Sus ojos huyen al suelo y esperamos en silencio por un rato. De repente me doy cuenta de que mi Elena, que jamás solía usar maquillaje antes, ahora se pone montones. Sus pobres pestañas cargan trozos de rímel que me hacen pensar en las pinturas de Nicolás.
—Sí —sale su voz, arrancándome de mis pensamientos errantes—. Sí, quiero hablar.
—¿Está Nicolás aquí ahora?— le pregunto.
—Está en su cuarto, pero durmiendo todavía… no te preocupes, Mariana. Él no escucha nada —me asegura, añadiendo—: Es que no sé por dónde empezar.
—Tranquila —le digo—. Tenemos tiempo.
Elena suspira. —Cuando nos enteramos de que yo estaba embarazada… en realidad estábamos emocionados, al principio.
—¿De veras? —le pregunto con torpeza—. Ay, perdón, Elena, es que—
—No no, es una duda razonable, ya que yo solo hubiera tenido… 21 años en aquel entonces, pero Julio ya tenía 27.
—Pero tú no estabas empleada, ¿verdad? —le pregunto—. Quiero saber cada detalle.
—Pues no, pero él sí trabajaba —me dice—. No digo nada; solo recuerdo que con paciencia, todo quedará claro. Continúa—: De todos modos, nos emocionamos casi de inmediato, y estábamos muy felices durante esos primeros meses. Julio me compraba libros de embarazo y toda la comida que quisiera—me cuidaba perfectamente. Era un caballero total.

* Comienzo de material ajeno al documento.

PR #140, opened 2017-08-01
Ensure Connection#close and Session#close release the relevant resources

bli-r7:
Move the transport.disconnect and event publication to finally block in Connection#close and Session#close.


bli-r7:
@hierynomus Could you review this PR when you have time and let me know what you think? It is particularly important for us that the connection can be reliably closed.

bli-r7:
@hierynomus Would you please merge this PR if there's no outstanding issues/comments when you have time?

Thanks.

PR #143, opened 2017-08-03
Recover from STATUS_BUFFER_OVERFLOW on named pipe transactions.

pmiseiko-r7:
Add a read method to the named pipe class that returns the SMBv2 read response object.  Update the SMBv2 read response object to parse and return the remaining data to be read from the named pipe.

When a transaction call cannot complete because its buffer is not large enough, it is possible to write the call to the named pipe and than read it back in chunks.  Some versions of Windows (this was experienced on Windows 2012 R2) will return INVALID_PARAMETERS if the transaction buffer is too large but are otherwise okay with supporting large read buffers.  If the transaction buffer is too small and BUFFER_OVERFLOW is returned, you have to drain the pipe with SMBv2 read calls otherwise the next transaction will break because the named pipe buffer on the server still contains the data remaining from the previous transaction call.

Example code:
```
final int callID = this.callID++;
final byte[] requestBytes = request.marshal(callID);
try {
    final byte[] responseBytes = new byte[MAXIMUM_TRANSACT_SIZE];
    namedPipe.transact(requestBytes, responseBytes);
    return request.unmarshal(responseBytes, callID);
} catch (final SMBApiException exception) {
    final NtStatus status = exception.getStatus();
    if (status.equals(NtStatus.STATUS_BUFFER_OVERFLOW)) {
        for (;;) {
            final SMB2ReadResponse readResponse = namedPipe.read(MAXIMUM_READ_SIZE);
            if (0 >= readResponse.getDataRemaining()) {
                break;
            }
        }
    }
    final ByteArrayOutputStream responseBytes = new ByteArrayOutputStream();
    namedPipe.write(requestBytes);
    for (;;) {
        final SMB2ReadResponse readResponse = namedPipe.read(MAXIMUM_READ_SIZE);
        responseBytes.write(readResponse.getData());
        if (0 >= readResponse.getDataRemaining()) {
            break;
        }
    }
    return request.unmarshal(responseBytes.toByteArray(), callID);
}
```


hierynomus:
Instead of exposing the inner messages of the SMB2 protocol, isn't htere a clean way to handle this internally as more of an API?

bli-r7:
@hierynomus Could you review this PR when you have time as well? We observed issues with named pipe on certain target where we need to handle STATUS_BUFFER_OVERFLOW this way.

The target we had issue with is a Windows Server 2012 in this particular case though there are Windows Server 2012 we tested that works.

hierynomus:
@bli-r7 I commented earlier this afternoon that I don't like exposing the Responses. I'd rather handle this internally

bli-r7:
@hierynomus Ah sorry, I didnt' refresh the page before I commented.

hierynomus:
If that is a standard and supported way of handling this, it makes sense to
add that mechanism in the library.

Op 9 aug. 2017 6:14 p.m. schreef "pmiseiko-r7" <notifications@github.com>:

pmiseiko-r7:
I don't know if it's a standard way to handle it, but it works. :)

I'll look at a PR later this week with that enhancement and we can talk over the differences.

pepijnve:
@hierynomus the documentation of [TransactNamedPipe](https://msdn.microsoft.com/en-us/library/windows/desktop/aa365790%28v=vs.85%29.aspx?f=255&MSPPError=-2147217396) hints at this approach as well.

> If the message to be read is longer than the buffer specified by the nOutBufferSize parameter, TransactNamedPipe returns FALSE and the GetLastError function returns ERROR_MORE_DATA. The remainder of the message can be read by a subsequent call to ReadFile, ReadFileEx, or PeekNamedPipe.

When using the transact overloads that accept an output buffer there's not much this method can do. `transact(byte[] inBuffer)` could implement this logic automatically. The other overloads might have to return some more information than 'number of bytes written'.

hierynomus:
@pmiseiko-r7 Any idea when you're able to update this PR? It seems that your colleague @bli-r7 is waiting for it ;)

pmiseiko-r7:
@hierynomus created a new pull request for this (https://github.com/hierynomus/smbj/pull/155).

PR #144, opened 2017-08-03
SMBClient should close connection if fails to connect.

bli-r7:
The caller of SMBClient doesn't have the reference to Connection to close it so it needs to be done in SMBClient.


hierynomus:
You can use the protocol.commons.IOUtils.closeQuietly instead of the inner try-catch block. 

hierynomus:
Implemented this by using `closeSilently` in 49563d1

Issue #138, opened 2017-08-01
Remove the mbassador library log message: "No error handler has been configured to handle exceptions during publication."


SuperPat45:
Hi,

The mbassador library add this log this message (since version 1.1.7) each time a new SMBClient is instanciated:
> INFO: No error handler has been configured to handle exceptions during publication.
> Publication error handlers can be added by IBusConfiguration.addPublicationErrorHandler()
> Falling back to console logger.

I found this message can be easily removed by changing the SMBEventBus constructor:
```
public class SMBEventBus {

    private PubSubSupport<SMBEvent> wrappedBus;

    public SMBEventBus() {
        this(new SyncMessageBus<SMBEvent>());
    }
//....
```
by:
```
public class SMBEventBus {

    private PubSubSupport<SMBEvent> wrappedBus;

    public SMBEventBus() {
        this(new SyncMessageBus<SMBEvent>(new IPublicationErrorHandler.ConsoleLogger()));
    }
//....
```

mtamassia:
@SuperPat45 I submitted a Pull Request #146 with the changes you have above. Thank you.

SuperPat45:
Thanks

PR #146, opened 2017-08-04
Issue #138 Remove the mbassador library warning messages from log

mtamassia:
Constructor changed to pass Error Handler, expected since mbassador  version 1.1.7


hierynomus:
Closing this, because I think it is better to log the error to SLF4J instead of relying on System.out/err. This is fixed in commit f2b17cd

»Solo vimos la primera indicación de algo un poco extraño durante la segunda ecografía, cuando la enfermera nos señaló un nudo chiquitito en la espalda del feto— apenas distinguible. Por eso nos asignó otra fecha de seguimiento, diciéndonos que era ‘por si acaso…’ Algo rutinario. Y luego… dejamos el asunto allí, en el hospital, y no volvimos a hablar de ello hasta la próxima cita —Elena murmura, más a sí misma que a mí.
Estoy esperando con paciencia cuando de repente se escucha un gemido quebrado y prolongado que me hace saltar en el sofá. Elena ni siquiera parece afectada
—Ah, Nicolás ha despertado —me dice, poniéndose de pie.
No tengo miedo del hijo de mi amiga. Juro que no le temo. O sea, no tengo miedo de que me lastime, ni que sea algún tipo de monstruo. Pero sí… tengo miedo de que no sabré cómo interactuar con el chico. Solo sé unas cositas sobre él: que fue diagnosticado con un defecto de nacimiento (el nombre del cual nunca podré recordar), que le encanta pintar y que hace cuatro años Elena estaba a punto de abortarle pero cambió de parecer en el último momento, por unas cuantas razones totalmente inescrutables para mí.
Elena vuelve a entrar en la sala, cargando el chico en sus brazos. Mientras se me acercan, me doy cuenta de todas las irregularidades: la cabeza enorme, la postura torpe y la piel amarillenta. El pobrecito. A la vez tengo ganas de apartar la mirada de él para siempre y ganas de quedarme mirando; ganas de vomitar y ganas de llevarle al hospital en mis propios brazos. Pero a pesar de todo esto, lo único que puedo hacer es sentarme aquí, paralizada en este maldito sofá.
—Nico, ¡mira! Esta es tu tía, Mariana. ¡Dile hola! —Elena canta con la voz dulce de una madre, pero hay también algo forzado detrás de esta dulzura. No sé qué.
—Hola, ¡Nico! —digo, figurando que sería mejor imitar el tono agudo de su madre—. ¿Qué tal
El chico me gruñe con una secuencia de sonidos mezclados e indistinguibles, algo entre —aaaaarrrrrra— y —uuuulllllaa.— En todo caso, es un sonido escalofriante. Le echo un vistazo a Elena, tratando de entender la expresión en su cara. No puedo.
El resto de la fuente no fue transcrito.